━━ MATERIAL PROVIDED ━━

PR #3946, opened 2019-07-26
clarification on which API to use

bytejunkie:
I suspect since this documentation was written the new API has been released, but the required permissions are in the Legacy. I dont feel like this is clear enough, so have added some text to make it more obvious.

━━━

> **TASK DESCRIPTION**
Give back all the data exactly as written.

> **ANSWER AREA**
PR #3946, opened 2019-07-26
clarification on which API to use

bytejunkie:
I suspect since this documentation was written the new API has been released, but the required permissions are in the Legacy. I dont feel like this is clear enough, so have added some text to make it more obvious.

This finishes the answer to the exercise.